WHAT TO DO
Only lines that contain the word "files" belong in the answer; copy them from the records below.

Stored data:
★ ★ ★ ★ ★

PR #417, opened 2023-04-24
ON-31080 # Added logic for reference to other elements for repeatable…

jdawg093:
… sets

### DIFF
--- a/src/services/getRepeatableSetEntriesConfiguration.ts
+++ b/src/services/getRepeatableSetEntriesConfiguration.ts
@@ -1,0 +1,25 @@
+import { FormTypes } from '@oneblink/types'
+import { RepeatableSetElement } from '@oneblink/types/typescript/forms'
+import { FormSubmissionModel } from '../types/form'
+import { submissionService } from '@oneblink/sdk-core'
+
+export default function getRepeatableSetEntriesConfiguration(
+  setEntries: RepeatableSetElement['minSetEntries'],
+  elements: FormTypes.FormElement[],
+  formSubmissionModel: FormSubmissionModel,
+) {
+  if (typeof setEntries === 'object') {
+    const value = submissionService.getRootElementValueById(
+      setEntries.elementId,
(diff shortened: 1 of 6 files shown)


src/services/getRepeatableSetEntriesConfiguration.ts
```diff
@@ -0,0 +1,25 @@
...
+import { RepeatableSetElement } from '@oneblink/types/typescript/forms'
+import { FormSubmissionModel } from '../types/form'
+import { submissionService } from '@oneblink/sdk-core'
+
+export default function getRepeatableSetEntriesConfiguration(
+  setEntries: RepeatableSetElement['minSetEntries'],
+  elements: FormTypes.FormElement[],
+  formSubmissionModel: FormSubmissionModel,
+) {
+  if (typeof setEntries === 'object') {
```
Zaxist, line 11: When you check for `object` type, best to also check it is `!== null` as `null` is classified as `object` type. 
https://developer.mozilla.org/en-US/docs/Web/JavaScript/Reference/Operators/typeof

Zaxist: Obviously this shouldn't be null anyway, but its still a good idea when writing these kinds of type guards.

src/services/getRepeatableSetEntriesConfiguration.ts
```diff
@@ -0,0 +1,25 @@
+import { FormTypes } from '@oneblink/types'
+import { RepeatableSetElement } from '@oneblink/types/typescript/forms'
+import { FormSubmissionModel } from '../types/form'
+import { submissionService } from '@oneblink/sdk-core'
+
+export default function getRepeatableSetEntriesConfiguration(
```
Zaxist, line 6: My only other suggestion here would be to just make this function a hook, and return the `useMemo` from it. Rather than having to wrap it twice inside a `useMemo` in the component.

PR #418, opened 2023-04-24
Draft: ON-31087 # Fixed isDirty validation for Checkbox element

Zaxist:


src/form-elements/FormElementCheckBoxes.tsx
```diff
@@ -34,12 +35,39 @@ function FormElementCheckboxes({
...
+      (element.required && !!selectedValues.length) ||
+      // or all options are selected and requiredAll is true
+      (element.requiredAll && selectedValues.length === element.options?.length)
+    ) {
+      setIsDirty()
+    }
+    // eslint-disable-next-line react-hooks/exhaustive-deps
+  }, [
+    // `isDirty` is excluded from this dep list because we do not want to trigger re-runs
+    // when it changes, it is only referenced to short circuit the function when it does run
```
mymattcarroll, line 63: You should be able to make `isDirty` a dep here, it will only change once from `false` to `true` and when it does it will not do anything as the comment suggests.

Zaxist: I know it can be included, I just don't want to evaluate this again, when there is no reason for it to be evaluated again.

mymattcarroll: I get it :)

Biggest downside is that `eslint-disable-next-line react-hooks/exhaustive-deps` applies to all deps, not just that one. So if another dep was added in the future as part of a refactor, the implementor might not add the new dep because eslint did not warn them to add it.

If you want to keep it out, im happy 👍

PR #421, opened 2023-05-01
ON-31212 # Fixed default value for date not catering for timezone

mymattcarroll:


divporter:
Approved: https://github.com/oneblink/apps-react/pull/422/files
This PR no longer necessary

PR #436, opened 2023-05-26
ON-31943 # `useSignUp` hook

RyanButton:


kizaonline:
`useFormsAppUserSignUp.ts`?

RyanButton:
I don't mind that name, I just wanted it to mirror `useLogin.ts` is all

src/hooks/useSignUp.ts
```diff
@@ -0,0 +1,91 @@
...
+      signUpError: null,
+    }))
+
+    try {
+      const newUser = await authService.signUp({
+        formsAppId,
+        email: username,
+        firstName,
+        lastName,
+        generatePassword: true,
```
kizaonline, line 66: Whys this always true?

RyanButton: a doozie

kizaonline (approved):

PR #450, opened 2023-06-08
ON-32308 # Added usePendingSubmissions hook

mymattcarroll:


src/hooks/usePendingSubmissions.tsx
```diff
@@ -0,0 +1,263 @@
...
+  React.useEffect(() => {
+    if (submittedNotificationCount > 0) {
+      const timeoutId = setTimeout(() => {
+        setSubmittedNotificationCount(0)
+      }, 5000)
+      return () => {
+        clearTimeout(timeoutId)
+      }
+    }
+  }, [submittedNotificationCount])
```
divporter, line 218: Could this be done better, ie. without the optimistic timer? (disclaimer: I don't know all the ins and outs)

mymattcarroll: I think ill make the 5 seconds an input prop but default it to 5000. But I would prefer to keep this here as it would be quite annoying to implement with the `submittedNotificationCount` variable being a number.

PR #455, opened 2023-06-09
ON-32346 # store additional parameters in localStorage

divporter:


src/components/formStore/FormStoreTableProvider.tsx
```diff
@@ -48,6 +57,11 @@ export function FormStoreTableProvider({
     debounceSearchMs: 1000,
     onDefaultFilters: React.useCallback((query) => {
       let defaultParameters: formStoreService.FormStoreParameters = {}
+      const localStorageParams = getParamsFromLocalStorage()
+      if (localStorageParams?.unwindRepeatableSets === true) {
```
mymattcarroll, line 61:
```suggestion
      if (localStorageParams?.unwindRepeatableSets) {
```

src/components/formStore/FormStoreTableProvider.tsx
```diff
@@ -109,6 +123,16 @@ export function FormStoreTableProvider({
...
 
+  React.useEffect(() => {
+    const paramsToStore = {
+      unwindRepeatableSets: parameters?.unwindRepeatableSets,
+    }
+    localStorage.setItem(
+      TABLE_PARAMETERS_FORM_STORE_KEY,
+      JSON.stringify(paramsToStore),
+    )
+  }, [parameters])
```
mymattcarroll, line 134:
```suggestion
  }, [parameters?.unwindRepeatableSets])
```

src/components/formStore/FormStoreTableProvider.tsx
Zaxist: `defaultParameters` is getting overwritten below.

divporter: I didn't want to do a truthy match in case the value contained something like "dog" - not that it can unless the user goes in and changes it.  But I felt safer this way

divporter: @Zaxist true, will fix

mymattcarroll (approved):

PR #558, opened 2023-12-18
ON-37123 # Number slider now has focus css

jdawg093:


src/styles/number.scss
```diff
@@ -40,3 +40,15 @@
...
 }
+
+// Works for all other major browser except Firefox
+input[type="range"]:focus-visible::-webkit-slider-thumb {
+  outline-offset: $size-9;
+  outline: $input-focus-border-color auto 3px;
+}
+
+// Works for Firefox
+input[type="range"]:focus-visible::-moz-range-thumb {
```
mymattcarroll, line 51:
```suggestion
input[type="range"]:focus-visible::-webkit-slider-thumb,
// Works for Firefox
input[type="range"]:focus-visible::-moz-range-thumb {
```

PR #559, opened 2023-12-18
ON-37142 # Separated CSS class with comment

jdawg093:


src/styles/number.scss
```diff
@@ -41,8 +41,15 @@
   }
 }
 
+// While these are identical CSS classes, they need to be kept
```
divporter, line 44:
```suggestion
// While these are identical CSS attributes/properties, they need to be kept
```

src/styles/number.scss
```diff
@@ -41,8 +41,15 @@
   }
 }
 
+// While these are identical CSS attributes/properties, they need to be kept
```
jdawg093, line 44:
```suggestion
// While these are identical CSS attributes, they need to be kept
```

PR #571, opened 2024-01-22
ON-37440 # Added payment form component

mymattcarroll:


src/components/payments/WestpacQuickStreamPaymentForm.tsx
```diff
@@ -0,0 +1,384 @@
...
+          isLoading: false,
+          loadError: error as Error,
+        })
+      }
+    }
+
+    run()
+
+    return () => {
+      document.body.appendChild(scriptEle)
```
divporter, line 221: shouldn't this be cleaning up, like removing the event listeners etc

mymattcarroll: I believe you are correct!!!

src/components/payments/WestpacQuickStreamPaymentForm.tsx
```diff
@@ -0,0 +1,402 @@
...
+          })
+        }
+      }
+    }
+
+    run()
+
+    return () => {
+      abortController.abort()
+      document.body.appendChild(scriptEle)
```
divporter, line 239: I meant removing the listeners and deleting this line, because you append the script element upstream already. unless I'm missing something?

mymattcarroll: lol 🤦 This line is meant to remove the node from the dom.

PR #589, opened 2024-02-01
ON-37804 # Changed radio buttons to container query

Zaxist:


src/styles/radio.scss
```diff
@@ -5,11 +5,12 @@
...
+}
 
-  @media only screen and (max-width: 500px) {
-    .ob-button-radio-container {
-      width: 100%;
-
+@container ob-form-container (max-width: 500px) {
+  .ob-button-radio-container {
+    width: 100%;
+    .ob-buttons-radio {
```
mymattcarroll, line 13: this class if above `.ob-button-radio-container`, right?

Zaxist: No.

mymattcarroll: In the existing CSS `.ob-button-radio-container` is inside  `.ob-buttons-radio`.

PR #609, opened 2024-02-26
ON-38417 # Added support for injected options across repeatable sets

mymattcarroll:


src/services/injectableOptions.ts
```diff
@@ -1,290 +1,177 @@
...
 import { v4 as uuidv4 } from 'uuid'
-import { TaskContext } from '../hooks/useTaskContext'
 import { MiscTypes } from '@oneblink/types'
+import { TaskContext } from '../hooks/useTaskContext'
+
+type Option = Pick<FormTypes.ChoiceElementOption, 'value' | 'label'>
+
+type Match = Map<string, Match | undefined>
+
+function groupElementNames(memo: Match, rootElementNames: string[]): Match {
```
divporter, line 12: why does this bother recurse all the way down when processInjectableDynamicOption will just run it again when it goes down the next layer?

tests/services/injectableOptions.test.ts
```diff
@@ -5,9 +5,84 @@ const otherArgs = {
...
+    expect(options).toEqual([
+      {
+        id: '1edcce9e-3635-407b-8adc-ce614fde742c',
+        label: otherArgs.userProfile.email,
+        value: otherArgs.userProfile.username,
+      },
+    ])
+  })
+
+  it.skip('should return no options if any of the replaceable parameters are missing', () => {
```
divporter, line 36: will be unskipped after core-sdk stuff yeah?

src/services/injectableOptions.ts
mymattcarroll: We need to get the full tree to pass the subtree down recursively

mymattcarroll: Or maybe we don't...Let me try some tests with a short circuit.

PR #611, opened 2024-02-26
ON-38490 # Added support for injected options inside repeatable sets

mymattcarroll:


src/services/injectableOptions.ts
```diff
@@ -158,55 +158,130 @@ export default function processInjectableOption({
...
+  submission,
+  ...params
+}: {
+  elements: FormTypes.FormElement[]
+  submission: SubmissionTypes.S3SubmissionData['submission']
+  taskContext: TaskContext
+  userProfile: MiscTypes.UserProfile | undefined
+}): FormTypes.FormElement[] {
+  // We iterate over entries as an array of submission objects because
+  // elements with options within repeatable sets need to include all
```
Zaxist, line 280: children elements of a repeatable set that have injected options need to include all

src/services/injectableOptions.ts
```diff
@@ -158,55 +158,130 @@ export default function processInjectableOption({
...
+  // of the options from each entry within the set. Otherwise we will
```
Zaxist, line 281:
```suggestion
  // children elements of a repeatable set that have injected options need to include all
  // of the injected options from the same elements in sibling entries within the set. Otherwise we will
```

PR #641, opened 2024-03-24
ON-39137 # changed @arcgis/core to use exact version

aaronroworth:


package.json
```diff
@@ -7,7 +7,7 @@
     "url": "https://github.com/oneblink/apps-react/issues"
   },
   "dependencies": {
-    "@arcgis/core": "^4.28.10",
```
kizaonline, line 10: Can we range it to the patch version?

aaronroworth: I believe so, i'll update

package.json
```diff
@@ -7,7 +7,7 @@
...
+    "@arcgis/core": "4.28.10",
```
kizaonline, line 10:
```suggestion
    "@arcgis/core": "~4.28.10",
```

PR #647, opened 2024-03-28
ON-39056 # stop focusing first element on form

RyanButton:


package-lock.json
```diff
@@ -6,7 +6,7 @@
   "packages": {
     "": {
       "name": "@oneblink/apps-react",
-      "version": "5.12.2-beta.3",
```
kizaonline, line 9: Is this right?

PR #651, opened 2024-04-22
ON-39493 # ReverseGeocode element

divporter:


src/components/renderer/ReverseGeocode.tsx
```diff
@@ -0,0 +1,156 @@
...
+        }
+        setReverseGeocodingState((current) => ({
+          ...current,
+          reverseGeocodingErrorMsg: errorMsg,
+        }))
+      }
+      setReverseGeocodingState((current) => ({
+        ...current,
+        isReverseGeocoding: false,
+      }))
```
Zaxist, line 125: Prob want to have 1 state update in the try and the catch so we aren't doing 2 state updates one after the other in the catch scenario.

PR #658, opened 2024-05-06
ON-39513 # added `FLOOR` and `CEILING` commands to calculation elements

divporter:


src/form-elements/FormElementCalculation.tsx
```diff
@@ -207,6 +207,18 @@ function FormElementCalculation({ element, onChange, value }: Props) {
       }
       return null
     })
+    exprParser.registerFunction('FLOOR', (value: number) => {
+      if (!Number.isNaN(value) && Number.isFinite(value)) {
+        return Math.floor(value)
+      }
+      return null
+    })
+    exprParser.registerFunction('CEILING', (value: number) => {
```
Zaxist, line 216: Should be `ROUND_UP`

src/form-elements/FormElementCalculation.tsx
```diff
@@ -207,6 +207,18 @@ function FormElementCalculation({ element, onChange, value }: Props) {
       }
       return null
     })
+    exprParser.registerFunction('FLOOR', (value: number) => {
```
Zaxist, line 210: Should be `ROUND_DOWN`

PR #666, opened 2024-05-21
ON-40405 # FormElementGoogleAddress

divporter:


src/form-elements/FormElementLocation.tsx
```diff
@@ -372,6 +372,7 @@ const LocationPicker = React.memo(function LocationPicker({
 
   const { isLoaded } = useJsApiLoader({
     googleMapsApiKey: googleMapsApiKey ?? '',
+    libraries: ['maps', 'marker', 'places'],
```
mymattcarroll, line 375: Should we move this hook higher into the dom and make it a provider so it is only happening once?

src/form-elements/FormElementGoogleAddress.tsx
```diff
@@ -0,0 +1,209 @@
...
+              input,
+            },
+            (predictions, status) => {
+              if (
+                status !== google.maps.places.PlacesServiceStatus.OK ||
+                !predictions
+              ) {
+                reject(
+                  google.maps.places.PlacesServiceStatus.OK
+                    ? 'Google Places did not return any suggestions'
```
mymattcarroll, line 71: Shouldn't we be returning an empty array if there are not predictions?

divporter: ah yeah, maka sense

src/form-elements/FormElementLocation.tsx
divporter: just load it in regardless? or check if there is a location/google element in the form?

mymattcarroll: 🤔 will it fail if you attempt to load a lib that the key does not support?

divporter: No it won't on load, tested already.  It will only fail when you try and use it to do something it can't.

mymattcarroll: mmm I think we iterate over the form elements to check if we need to load the script

divporter: we'd have to do that each render in case of element lookups.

★ ★ ★ ★ ★

PROBLEM SOLUTION
(diff shortened: 1 of 6 files shown)
Approved: https://github.com/oneblink/apps-react/pull/422/files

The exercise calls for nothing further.